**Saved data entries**
PR #165, opened 2026-08-26
refactor: remove in-tree wallet implementation

### LINKED ISSUE #163: Move the wallet implementation out of the repository; stop at the wallet-facing interface
## Goal

Move the in-tree wallet implementation out of this repository. The repository boundary stops at the **wallet-facing interface**; wallet functionality lives in its own repository and consumes bitcoin-rs the way any external wallet does.

## Rationale

- A wallet does not run attached to a Bitcoin node's lifecycle. Nothing about block sync, validation, or chainstate needs it present.
- Wallet code raises repository complexity — key handling, PSBT, signing, coin selection, fee policy — none of which the node's own correctness depends on.
- The compatibility target for application-facing data is the **Esplora API**, and Esplora is a projection over node state. It needs `TxLookup`/`ScriptIndex`, not a wallet.

The pinned reference draws the same line: **Bitcoin Core's kernel tree has no `src/wallet/` at all.** Where Core places an RPC is therefore a usable criterion for what stays.

| method | Core's file | boundary |
| --- | --- | --- |
| `getdescriptorinfo`, `deriveaddresses` | `src/rpc/output_script.cpp` | stays |
| `scantxoutset` | `src/rpc/blockchain.cpp` | stays |
| `combinepsbt`, `finalizepsbt` | `src/rpc/rawtransaction.cpp` | stays |
| `walletcreatefundedpsbt`, `walletprocesspsbt`, `bumpfee` | absent from the kernel tree | leaves |
| the 12 disabled private-key methods | absent from the kernel tree | leaves |

Note that the `wallet` group in the RPC dispatcher is a filing convenience, not a boundary: 15 of its 20 methods are node RPCs. **Reclassify rather than move wholesale.**

## What the coupling actually is

Measured on `main`, not assumed:

- `crates/node` declares `bitcoin-rs-wallet` and forwards `rocksdb`/`fjall`/`redb`/`kernel` to it, but **does not reference a single item from it**. The dependency is feature plumbing only.
- `crates/rpc`'s only use of the crate is `bump_psbt_with_rate_sat_per_kvb` and `WalletError::Bip125`, both in `bumpfee` — a method that leaves.
- `descriptor_checksum` already lives in `crates/rpc/src/handlers/wallet.rs`, so the descriptor RPCs that stay do not depend on the wallet crate today.

So the cut is clean on `main`. #110 is the thing to watch: it introduces `crates/wallet/src/descriptor.rs`, which would put a node RPC's implementation inside the departing crate. Land the module where it belongs, or move it back as part of this work.

## Scope

- Remove `crates/wallet` from the workspace, and its entry from the root `Cargo.toml`.
- Remove the unused `bitcoin-rs-wallet` dependency and feature forwarding from `crates/node`.
- Remove `bumpfee`, `walletcreatefundedpsbt`, `walletprocesspsbt` and the disabled private-key methods from the RPC dispatcher.
- Reclassify the remaining `wallet`-group methods into the groups Core files them under.
- Update `docs/api/core-compat.toml` **in the same commit**. `the_manifest_and_the_dispatcher_name_the_same_methods` is enforced in both directions, so the manifest cannot go stale here and cannot be updated ahead of the code either.
- Keep `TxLookup`, `ScriptIndex`, Electrum, Esplora, REST, ZMQ and the descriptor/PSBT-assembly RPCs that Core files outside the wallet unchanged.

## Carried over from closed issues

- **#112** described building `bitcoin-rs-wallet` into the native Rust wallet against a wallet-facing interface. The interface half survives; the implementation half becomes the separate repository's work, with btctxbuilder as the first external consumer and reference.
- **#147** recorded that `psbt_roundtrip` was green only through workspace feature unification — the wallet crate did not declare the script backend it needed. **The defect migrates with the code:** whoever stands up the new repository must confirm it declares its own backend, because a `cargo test -p` there has no other crate to borrow the feature from. Two things learned there are worth carrying: `--workspace` unifies *dependency* features across members, not a crate's own; and a `#![cfg]`-gated-out test file compiles to an empty binary, which reports success.

## Out of scope

- Deciding the new repository's architecture, name, or wallet feature set.
- Changing what the node exposes. If a wallet needs something the interface does not provide, that is a separate request against the interface, not a reason to keep wallet code here.

gosunuts:
## Summary

The node no longer carries an attached wallet lifecycle or wallet-only key, coin-selection, and fee policy. External wallets retain the wallet-facing node interface: descriptor helpers, UTXO scanning, PSBT combination/finalization, and the existing Electrum, Esplora, REST, ZMQ, `TxLookup`, and `ScriptIndex` surfaces.

The retained RPCs now live with the Core-aligned node handlers that own their state, so the repository boundary is explicit without shrinking what external wallets can query or assemble.

## Verification

- `cargo metadata --format-version 1 --no-deps | jq -e 'all(.packages[]; .name != "bitcoin-rs-wallet")' && test ! -e crates/wallet`: passed (`true`; wallet crate absent).
- `cargo test -p bitcoin-rs-rpc --test handler_smoke removed_wallet_methods_return_method_not_found -- --exact`: passed (1 test).
- `cargo test -p bitcoin-rs-rpc --test handler_smoke all_required_handlers_return_core_shapes -- --exact`: passed (1 test).
- `cargo test -p bitcoin-rs-rpc --no-fail-fast`: passed (290 tests across 5 suites).
- `cargo fmt --all -- --check`: passed.
- `cargo test --workspace --no-fail-fast`: passed (1,615 tests; 12 ignored).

**Goal of the exercise**
Look above for the line with "So the cut is" and the line with "the workspace, and", and reproduce exactly those two lines plus every line between, nothing more.

**Written response**
So the cut is clean on `main`. #110 is the thing to watch: it introduces `crates/wallet/src/descriptor.rs`, which would put a node RPC's implementation inside the departing crate. Land the module where it belongs, or move it back as part of this work.

## Scope

- Remove `crates/wallet` from the workspace, and its entry from the root `Cargo.toml`.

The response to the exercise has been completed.